OK, more later - the apartment smells deliciously like veggies and sesame oil, which means dinner is about to be served!

Saturday, August 22, 2009

It's Not Right, But It's Okay: A List of Things That Climbing a Mountain This Morning Was

Climbing a mountain for a couple of hours on a Saturday morning is the following things:

1. a new experience
2. exhausting
3. a great bonding experience with my host brother (HB from here on out)- the only human who appeared to be climbing remotely close to my pace. Here we are, sweaty but enthusiastic, at about the 3rd time that homestay father (HSF) told us we were "almost there"

4. much different than my usual saturday morning routine of cooking enough buckwheat ginger waffles, crepes, and eggs to feed a small army
5. difficult
6. good for my health
7. more than a little embarrassing, since my host parents laughed when HB and I needed to sit down
8. a little scary, because there were a few minutes I'm pretty sure I kept myself from fainting through sheer force of will.
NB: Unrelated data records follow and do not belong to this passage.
PR #1011, opened 2015-11-26
Have Mongo’s JS return Ints when appropriate.

sellout:
Both `Length` and `Count` are defined to return Int, but we’ve just been
using the native JS numbers. This uses Mongo’s `NumberLong` to make sure
the results are integers.


drostron:
👍🏿

PR #989, opened 2015-11-16
Translate web project for Free Architecture

jedesah:

PR #1012, opened 2015-11-26
handle variables, offset, and limit in GET /query

mossprescott:
SD-1150 #done

`GET /query` requests now accept `offset`, `limit`, and `var.` parameters, and `POST` now expects variables to have the `var.` prefix as well.

**Note:** this is a breaking API change. Clients need to be updated to prefix variable names when calling `POST /query`.

Also implemented variables in `/compile` (it was already mentioned in the README, but apparently never implemented).

Tests for all of the above that actually inspect the resulting plans.

### DIFF
--- a/README.md
+++ b/README.md
@@ -219,9 +219,13 @@ Type `help` for information on other commands.
 
 The server provides a simple JSON API.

Those were the minutes where we walked up meter after meter of small stairs, as far as the eye could see (not unlike the ones in Seeyle Hall, for you Smith folk -- only way, way more of them), at breakneck pace. It was then that it occurred to me that I have chosen to spend my year in a country where every adult male has been through army training -- scaling mountains is probably the least of my homestay father's (HSF) physical abilities.
9. funny! when we reached the summit, HSF announced "this is not mountain - this is hill!" Maybe it was the altitude, but after huffing and puffing for an hour to get my American butt up there, I thought that was hilarious
10. about 10 WW POINTS. Which is, dishearteningly enough, approximately how much peanut butter I ate today (...not an exaggeration, just the actual gospel truth). I think HSM over- PBs me out of concern for my vegetarian ways.
11. interesting. when I managed to look up from my feet and not trip over a root or branch, I saw some really beautiful flowers and butterflies that I didn't recognize from home
12. inspiring. for a while I kept in pretty decent cardio shape just from singing -- freshman year, between chorus and voice lessons and a capella, it was 15+ hours/week. Sophomore year I started elliptical-ing fairly regularly after my voice teacher demanded I work on being able to carry over between longer phrases in the classical pieces we were working on. Now that I'm not singing, I need to get back into shape the old fashioned way. Fortunately, there's a Curves right across the street. I love living in a city!
13. beautiful. The view from the top, with mountains on one side and the city of Daejeon out on the other, was really something I'm glad I could see!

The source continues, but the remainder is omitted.